_Task statement_
For this exercise, restate the records word for word.

═════ Record extracts

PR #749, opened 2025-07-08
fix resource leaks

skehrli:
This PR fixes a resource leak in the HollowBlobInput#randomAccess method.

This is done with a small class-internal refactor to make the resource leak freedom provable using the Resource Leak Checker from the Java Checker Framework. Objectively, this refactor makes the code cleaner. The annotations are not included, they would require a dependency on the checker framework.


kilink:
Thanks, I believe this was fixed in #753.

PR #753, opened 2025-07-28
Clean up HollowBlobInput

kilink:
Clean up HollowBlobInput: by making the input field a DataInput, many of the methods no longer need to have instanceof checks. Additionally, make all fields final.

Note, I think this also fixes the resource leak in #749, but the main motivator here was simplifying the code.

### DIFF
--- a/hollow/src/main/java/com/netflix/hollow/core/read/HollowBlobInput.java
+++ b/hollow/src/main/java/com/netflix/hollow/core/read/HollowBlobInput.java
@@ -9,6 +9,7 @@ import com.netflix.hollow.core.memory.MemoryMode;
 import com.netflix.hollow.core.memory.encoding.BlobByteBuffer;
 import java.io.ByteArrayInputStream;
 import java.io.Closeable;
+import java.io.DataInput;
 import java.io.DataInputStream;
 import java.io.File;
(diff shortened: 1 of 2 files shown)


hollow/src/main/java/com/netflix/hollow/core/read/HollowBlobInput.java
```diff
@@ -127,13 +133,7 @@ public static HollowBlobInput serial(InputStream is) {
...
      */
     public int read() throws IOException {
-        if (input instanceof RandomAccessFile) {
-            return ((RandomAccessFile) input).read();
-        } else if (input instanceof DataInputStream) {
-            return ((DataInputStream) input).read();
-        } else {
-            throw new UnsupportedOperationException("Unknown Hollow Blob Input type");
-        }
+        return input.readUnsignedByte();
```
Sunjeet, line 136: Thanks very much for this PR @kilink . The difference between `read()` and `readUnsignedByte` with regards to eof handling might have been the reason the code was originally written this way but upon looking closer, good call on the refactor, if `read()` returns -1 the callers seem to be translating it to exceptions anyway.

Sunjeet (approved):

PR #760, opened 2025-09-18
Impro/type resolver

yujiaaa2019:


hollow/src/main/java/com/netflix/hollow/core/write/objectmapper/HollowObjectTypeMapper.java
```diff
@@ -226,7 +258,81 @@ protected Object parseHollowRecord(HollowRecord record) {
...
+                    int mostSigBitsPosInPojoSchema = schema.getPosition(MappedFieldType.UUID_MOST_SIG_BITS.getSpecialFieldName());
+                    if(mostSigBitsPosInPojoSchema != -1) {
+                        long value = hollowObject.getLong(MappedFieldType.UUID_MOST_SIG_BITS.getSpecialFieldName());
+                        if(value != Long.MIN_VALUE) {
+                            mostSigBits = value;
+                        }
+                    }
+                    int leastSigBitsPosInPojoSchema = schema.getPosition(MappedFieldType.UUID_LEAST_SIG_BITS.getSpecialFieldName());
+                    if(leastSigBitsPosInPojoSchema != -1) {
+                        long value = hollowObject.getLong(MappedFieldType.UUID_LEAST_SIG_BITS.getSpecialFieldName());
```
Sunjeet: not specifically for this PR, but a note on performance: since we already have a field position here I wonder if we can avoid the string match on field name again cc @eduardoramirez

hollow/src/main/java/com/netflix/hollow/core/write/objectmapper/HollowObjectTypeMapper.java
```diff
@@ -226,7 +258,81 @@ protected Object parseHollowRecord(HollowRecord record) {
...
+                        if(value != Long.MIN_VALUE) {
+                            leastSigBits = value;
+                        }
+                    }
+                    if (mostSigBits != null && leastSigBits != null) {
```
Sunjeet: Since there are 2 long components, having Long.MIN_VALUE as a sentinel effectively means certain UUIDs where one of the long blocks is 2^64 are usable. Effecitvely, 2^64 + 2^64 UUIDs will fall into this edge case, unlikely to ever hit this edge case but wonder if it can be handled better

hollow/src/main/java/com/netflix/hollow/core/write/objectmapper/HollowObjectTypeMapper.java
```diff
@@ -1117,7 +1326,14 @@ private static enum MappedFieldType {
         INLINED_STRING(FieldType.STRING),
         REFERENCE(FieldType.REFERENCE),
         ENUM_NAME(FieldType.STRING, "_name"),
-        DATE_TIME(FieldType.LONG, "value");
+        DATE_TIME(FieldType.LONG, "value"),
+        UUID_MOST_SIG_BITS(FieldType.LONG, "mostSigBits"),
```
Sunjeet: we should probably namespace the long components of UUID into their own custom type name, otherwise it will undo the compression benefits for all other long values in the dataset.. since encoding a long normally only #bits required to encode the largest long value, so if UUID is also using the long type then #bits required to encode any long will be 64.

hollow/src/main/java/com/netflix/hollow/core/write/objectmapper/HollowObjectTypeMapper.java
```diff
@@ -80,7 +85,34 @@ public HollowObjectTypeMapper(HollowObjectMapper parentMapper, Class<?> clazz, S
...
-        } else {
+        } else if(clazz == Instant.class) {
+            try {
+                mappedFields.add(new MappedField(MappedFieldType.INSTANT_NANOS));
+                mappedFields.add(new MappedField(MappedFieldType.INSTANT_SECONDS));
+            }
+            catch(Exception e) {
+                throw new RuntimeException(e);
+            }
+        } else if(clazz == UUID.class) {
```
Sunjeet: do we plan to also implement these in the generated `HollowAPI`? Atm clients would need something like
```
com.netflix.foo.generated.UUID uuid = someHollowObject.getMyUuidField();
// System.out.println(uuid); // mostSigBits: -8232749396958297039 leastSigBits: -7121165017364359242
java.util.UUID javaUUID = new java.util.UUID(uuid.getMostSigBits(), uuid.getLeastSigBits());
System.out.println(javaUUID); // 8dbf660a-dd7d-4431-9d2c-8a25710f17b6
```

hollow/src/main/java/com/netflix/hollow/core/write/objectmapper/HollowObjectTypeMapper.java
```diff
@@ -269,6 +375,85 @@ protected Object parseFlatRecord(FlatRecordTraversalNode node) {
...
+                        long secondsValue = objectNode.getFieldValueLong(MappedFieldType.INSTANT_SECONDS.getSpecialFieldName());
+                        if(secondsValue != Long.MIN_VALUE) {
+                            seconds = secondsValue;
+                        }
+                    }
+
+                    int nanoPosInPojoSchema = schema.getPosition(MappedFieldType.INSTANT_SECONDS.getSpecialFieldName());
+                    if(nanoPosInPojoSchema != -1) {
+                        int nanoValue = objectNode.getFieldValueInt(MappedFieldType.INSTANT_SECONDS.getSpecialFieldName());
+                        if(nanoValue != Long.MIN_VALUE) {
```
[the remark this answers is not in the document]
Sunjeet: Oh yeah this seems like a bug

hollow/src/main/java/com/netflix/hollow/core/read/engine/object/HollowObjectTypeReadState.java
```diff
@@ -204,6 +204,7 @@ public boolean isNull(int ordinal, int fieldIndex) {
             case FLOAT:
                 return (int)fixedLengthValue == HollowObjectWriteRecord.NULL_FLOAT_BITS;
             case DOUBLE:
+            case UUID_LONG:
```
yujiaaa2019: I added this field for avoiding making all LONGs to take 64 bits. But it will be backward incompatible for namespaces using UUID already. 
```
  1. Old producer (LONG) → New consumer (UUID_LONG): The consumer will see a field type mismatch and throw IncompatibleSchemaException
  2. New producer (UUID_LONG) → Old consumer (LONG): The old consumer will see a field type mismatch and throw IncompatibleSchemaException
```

══════════

_Solution to the exercise_
PR #749, opened 2025-07-08
fix resource leaks

skehrli:
This PR fixes a resource leak in the HollowBlobInput#randomAccess method.

This is done with a small class-internal refactor to make the resource leak freedom provable using the Resource Leak Checker from the Java Checker Framework. Objectively, this refactor makes the code cleaner. The annotations are not included, they would require a dependency on the checker framework.


kilink:
Thanks, I believe this was fixed in #753.

PR #753, opened 2025-07-28
Clean up HollowBlobInput

kilink:
Clean up HollowBlobInput: by making the input field a DataInput, many of the methods no longer need to have instanceof checks. Additionally, make all fields final.

Note, I think this also fixes the resource leak in #749, but the main motivator here was simplifying the code.

### DIFF
--- a/hollow/src/main/java/com/netflix/hollow/core/read/HollowBlobInput.java
+++ b/hollow/src/main/java/com/netflix/hollow/core/read/HollowBlobInput.java
@@ -9,6 +9,7 @@ import com.netflix.hollow.core.memory.MemoryMode;
 import com.netflix.hollow.core.memory.encoding.BlobByteBuffer;
 import java.io.ByteArrayInputStream;
 import java.io.Closeable;
+import java.io.DataInput;
 import java.io.DataInputStream;
 import java.io.File;
(diff shortened: 1 of 2 files shown)


hollow/src/main/java/com/netflix/hollow/core/read/HollowBlobInput.java
```diff
@@ -127,13 +133,7 @@ public static HollowBlobInput serial(InputStream is) {
...
      */
     public int read() throws IOException {
-        if (input instanceof RandomAccessFile) {
-            return ((RandomAccessFile) input).read();
-        } else if (input instanceof DataInputStream) {
-            return ((DataInputStream) input).read();
-        } else {
-            throw new UnsupportedOperationException("Unknown Hollow Blob Input type");
-        }
+        return input.readUnsignedByte();
```
Sunjeet, line 136: Thanks very much for this PR @kilink . The difference between `read()` and `readUnsignedByte` with regards to eof handling might have been the reason the code was originally written this way but upon looking closer, good call on the refactor, if `read()` returns -1 the callers seem to be translating it to exceptions anyway.

Sunjeet (approved):

PR #760, opened 2025-09-18
Impro/type resolver

yujiaaa2019:


hollow/src/main/java/com/netflix/hollow/core/write/objectmapper/HollowObjectTypeMapper.java
```diff
@@ -226,7 +258,81 @@ protected Object parseHollowRecord(HollowRecord record) {
...
+                    int mostSigBitsPosInPojoSchema = schema.getPosition(MappedFieldType.UUID_MOST_SIG_BITS.getSpecialFieldName());
+                    if(mostSigBitsPosInPojoSchema != -1) {
+                        long value = hollowObject.getLong(MappedFieldType.UUID_MOST_SIG_BITS.getSpecialFieldName());
+                        if(value != Long.MIN_VALUE) {
+                            mostSigBits = value;
+                        }
+                    }
+                    int leastSigBitsPosInPojoSchema = schema.getPosition(MappedFieldType.UUID_LEAST_SIG_BITS.getSpecialFieldName());
+                    if(leastSigBitsPosInPojoSchema != -1) {
+                        long value = hollowObject.getLong(MappedFieldType.UUID_LEAST_SIG_BITS.getSpecialFieldName());
```
Sunjeet: not specifically for this PR, but a note on performance: since we already have a field position here I wonder if we can avoid the string match on field name again cc @eduardoramirez

hollow/src/main/java/com/netflix/hollow/core/write/objectmapper/HollowObjectTypeMapper.java
```diff
@@ -226,7 +258,81 @@ protected Object parseHollowRecord(HollowRecord record) {
...
+                        if(value != Long.MIN_VALUE) {
+                            leastSigBits = value;
+                        }
+                    }
+                    if (mostSigBits != null && leastSigBits != null) {
```
Sunjeet: Since there are 2 long components, having Long.MIN_VALUE as a sentinel effectively means certain UUIDs where one of the long blocks is 2^64 are usable. Effecitvely, 2^64 + 2^64 UUIDs will fall into this edge case, unlikely to ever hit this edge case but wonder if it can be handled better

hollow/src/main/java/com/netflix/hollow/core/write/objectmapper/HollowObjectTypeMapper.java
```diff
@@ -1117,7 +1326,14 @@ private static enum MappedFieldType {
         INLINED_STRING(FieldType.STRING),
         REFERENCE(FieldType.REFERENCE),
         ENUM_NAME(FieldType.STRING, "_name"),
-        DATE_TIME(FieldType.LONG, "value");
+        DATE_TIME(FieldType.LONG, "value"),
+        UUID_MOST_SIG_BITS(FieldType.LONG, "mostSigBits"),
```
Sunjeet: we should probably namespace the long components of UUID into their own custom type name, otherwise it will undo the compression benefits for all other long values in the dataset.. since encoding a long normally only #bits required to encode the largest long value, so if UUID is also using the long type then #bits required to encode any long will be 64.

hollow/src/main/java/com/netflix/hollow/core/write/objectmapper/HollowObjectTypeMapper.java
```diff
@@ -80,7 +85,34 @@ public HollowObjectTypeMapper(HollowObjectMapper parentMapper, Class<?> clazz, S
...
-        } else {
+        } else if(clazz == Instant.class) {
+            try {
+                mappedFields.add(new MappedField(MappedFieldType.INSTANT_NANOS));
+                mappedFields.add(new MappedField(MappedFieldType.INSTANT_SECONDS));
+            }
+            catch(Exception e) {
+                throw new RuntimeException(e);
+            }
+        } else if(clazz == UUID.class) {
```
Sunjeet: do we plan to also implement these in the generated `HollowAPI`? Atm clients would need something like
```
com.netflix.foo.generated.UUID uuid = someHollowObject.getMyUuidField();
// System.out.println(uuid); // mostSigBits: -8232749396958297039 leastSigBits: -7121165017364359242
java.util.UUID javaUUID = new java.util.UUID(uuid.getMostSigBits(), uuid.getLeastSigBits());
System.out.println(javaUUID); // 8dbf660a-dd7d-4431-9d2c-8a25710f17b6
```

hollow/src/main/java/com/netflix/hollow/core/write/objectmapper/HollowObjectTypeMapper.java
```diff
@@ -269,6 +375,85 @@ protected Object parseFlatRecord(FlatRecordTraversalNode node) {
...
+                        long secondsValue = objectNode.getFieldValueLong(MappedFieldType.INSTANT_SECONDS.getSpecialFieldName());
+                        if(secondsValue != Long.MIN_VALUE) {
+                            seconds = secondsValue;
+                        }
+                    }
+
+                    int nanoPosInPojoSchema = schema.getPosition(MappedFieldType.INSTANT_SECONDS.getSpecialFieldName());
+                    if(nanoPosInPojoSchema != -1) {
+                        int nanoValue = objectNode.getFieldValueInt(MappedFieldType.INSTANT_SECONDS.getSpecialFieldName());
+                        if(nanoValue != Long.MIN_VALUE) {
```
[the remark this answers is not in the document]
Sunjeet: Oh yeah this seems like a bug

hollow/src/main/java/com/netflix/hollow/core/read/engine/object/HollowObjectTypeReadState.java
```diff
@@ -204,6 +204,7 @@ public boolean isNull(int ordinal, int fieldIndex) {
             case FLOAT:
                 return (int)fixedLengthValue == HollowObjectWriteRecord.NULL_FLOAT_BITS;
             case DOUBLE:
+            case UUID_LONG:
```
yujiaaa2019: I added this field for avoiding making all LONGs to take 64 bits. But it will be backward incompatible for namespaces using UUID already. 
```
  1. Old producer (LONG) → New consumer (UUID_LONG): The consumer will see a field type mismatch and throw IncompatibleSchemaException
  2. New producer (UUID_LONG) → Old consumer (LONG): The old consumer will see a field type mismatch and throw IncompatibleSchemaException
```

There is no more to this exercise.